Member of the Nebraska Legislature from the 14th district
- In office January 5, 1937 – January 3, 1939
- Preceded by: Position created
- Succeeded by: Martin Mischke

Member of the Nebraska State Senate from the 10th district
- In office January 1, 1935 – January 5, 1937
- Preceded by: J. P. O'Furey
- Succeeded by: Position abolished

Personal details
- Born: June 10, 1870 Vermont
- Died: August 23, 1958 (aged 88) Niobrara, Nebraska
- Party: Republican
- Spouse: Annie Ortman ​(m. 1899)​
- Children: 10
- Occupation: Farmer, businessman, police officer

= John D. Reynolds =

American politician (1870–1958)

John D. Reynolds (June 10, 1870 – August 23, 1958) was a Republican politician from Nebraska who served in the Nebraska State Senate from 1935 to 1937 and as a member of the Nebraska Legislature from the 14th district from 1937 to 1939.

==Early life==
Reynolds was born in Vermont in 1870 and moved to Nebraska in 1890. He was a police officer and worked in the mercantile business before raising livestock.
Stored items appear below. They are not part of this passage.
PR #9430, opened 2026-08-24
Saas 19.3 fix command squisher vsc

VincentSchippefilt:
## Description:

## review checklist

- [ ] exportable in excel
- [ ] unit tested
- [ ] clean commented code
- [ ] track breaking changes

### DIFF
--- a/src/collaborative/session.ts
+++ b/src/collaborative/session.ts
@@ -431,9 +431,7 @@ export class Session extends EventBus<CollaborativeEvent> {
       }
       message = {
         ...message,
-        commands: revision.commands,
-        // deactivated squishing for now, as it is causing issues with empty cells & literals with inlined formats
-        //this.commandSquisher.squish(revision.commands),
+        commands: this.commandSquisher.squish(revision.commands),
       };
     }
     if (this.isReplayingInitialRevisions) {
--- a/src/collaborative/session.ts
+++ b/src/collaborative/session.ts
@@ -1,5 +1,5 @@
 import { DEFAULT_REVISION_ID, MESSAGE_VERSION } from "../constants";
-import { UuidGenerator } from "../helpers";
+import { deepEquals, UuidGenerator } from "../helpers";
 import { EventBus } from "../helpers/event_bus";
 import { isDefined } from "../helpers/misc";
 import { SelectiveHistory as RevisionLog } from "../history/selective_history";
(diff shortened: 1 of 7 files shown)


VincentSchippefilt:
robodoo rebase-ff

src/collaborative/session.ts
```diff
@@ -429,12 +431,28 @@ export class Session extends EventBus<CollaborativeEvent> {
...
       }
-      message = {
-        ...message,
-        commands: revision.commands,
-        // deactivated squishing for now, as it is causing issues with empty cells & literals with inlined formats
-        //this.commandSquisher.squish(revision.commands),
-      };
+
+      const squishedCommands = this.commandSquisher.squish(revision.commands);
+      if (this.shouldVerifySquish) {
```
pro-odoo: We should skip the verification if squishedCommands does not contains `SQUISHED_UPDATE_CELL`.

For exemple, write `=sum(a1:b1)` in a cell => squished failed because a1:b1 !== A1:B1

src/plugins/core/unsquisher.ts
```diff
@@ -197,6 +209,14 @@ export class Unsquisher {
...
             strategy = "COMBINE_OFFSET";
             break;
+          case "COMBINE_OFFSET":
+          case "OFFSET_NUMBER":
+            break;
+          default:
+            // e.g. a stale "NOT_A_FORMULA" surviving from a previous, unrelated cell: there is no
+            // formula/number to apply this offset on top of. Fail loudly instead of silently
+            // forwarding the raw offset object as if it were literal cell content.
+            throw new Error(`Cannot unsquish an offset without a preceding base cell: ${strategy}`);
```
pro-odoo: I'm not 100% sure, but throwing here will break existing spreadsheet with buggy squish command IMO

src/collaborative/session.ts
```diff
@@ -429,12 +431,28 @@ export class Session extends EventBus<CollaborativeEvent> {
...
+        const unsquishedCommands = this.commandSquisher.unsquish(squishedCommands);
+        if (!deepEquals(message.commands, unsquishedCommands)) {
```
pro-odoo: `revision.commands`
message.commands are the non-transformed ones

src/collaborative/session.ts
```diff
@@ -79,12 +79,14 @@ export class Session extends EventBus<CollaborativeEvent> {
...
    * @param commandSquisher used to squish and unsquish commands to reduce the size of messages sent to the server
+   * @param shouldVerifySquish either the commands should be unsquished and verified before being sent to the server
    */
   constructor(
     private revisions: RevisionLog<Revision>,
     private transportService: TransportService<CollaborationMessage>,
     private serverRevisionId: UID = DEFAULT_REVISION_ID,
-    private commandSquisher: ICommandSquisher
+    private commandSquisher: ICommandSquisher,
+    private shouldVerifySquish: boolean = true
```
pro-odoo, line 89: I'm not sure it's worth to add it to the constructor as we cannot set it from the model or a config. It's only used in a test that check that the squish is not verified if this param is set to false, I think it's a little bit useless.
We could define it at a private property

VincentSchippefilt: i'll keep it so it is configurable from the outside...

pro-odoo (approved):
robodoo r+

PR #9431, opened 2026-08-24
[FIX] calendar chart: wrong groupBy choice filtering

hokolomopo:
## Description

In the side panel of the calendar chart, we would filter the available granularities based on the chart data. There were a bunch of issues with this filtering:

- It's functionally limiting what the user can do. He cannot select a year granularity if the data is only for one year, which he might want to do to take future data into account.
- The side panel code would use different logic than the actual calendar runtime. Eg. calendar runtime accept non-date-formatted number values, the side panel would not.
- It wouldn't display the current granularity if it was not in the filtered list, showing a blank select.
- It would use private-ish chart helpers that we don't really want to use everywhere
- It would only work for range data, but in future version the side panel should be chart datasource-agnostic.
- It wasn't tested

This commit plainly removes the filtering logic, and instead show all available granularity. It's also consistent with what we do with pivot date granularities.

Task: [5358625](https://www.odoo.com/odoo/2328/tasks/5358625)

## review checklist

- [ ] exportable in excel
- [ ] unit tested
- [ ] clean commented code
- [ ] track breaking changes

### DIFF
--- a/src/components/side_panel/chart/calendar_chart/calendar_chart_config_panel.ts
+++ b/src/components/side_panel/chart/calendar_chart/calendar_chart_config_panel.ts
@@ -1,9 +1,4 @@
-import { toJsDate } from "../../../../functions/helpers";
-import { createValidRange, isDateTime } from "../../../../helpers";
-import { createDataSets } from "../../../../helpers/figures/charts";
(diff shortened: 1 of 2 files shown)


rrahir:
robodoo r+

Reynolds was active in the local farming community, serving as the director of the local chapter of the National Farmers Union.

==Nebraska State Senate==
In 1934, Reynolds ran for the Nebraska State Senate, challenging Democratic State Senator J. P. O'Furey in the 10th district, which included Cedar and Knox counties. He won the general election by a wide margin, receiving 59 percent of the vote to O'Furey's 41 percent.

==Nebraska Legislature==
When the two chambers of the state legislature were consolidated into a unicameral legislature, Reynolds ran for the newly created 14th district in 1936. In the nonpartisan primary, he ran against State House Speaker W. H. O'Gara, State Representative Martin Schroeder, Joseph Kuehn, and Fred Hoesing. Reynolds placed first in the primary and advanced to the general election with O'Gara, and ultimately defeated him with 56 percent of the vote.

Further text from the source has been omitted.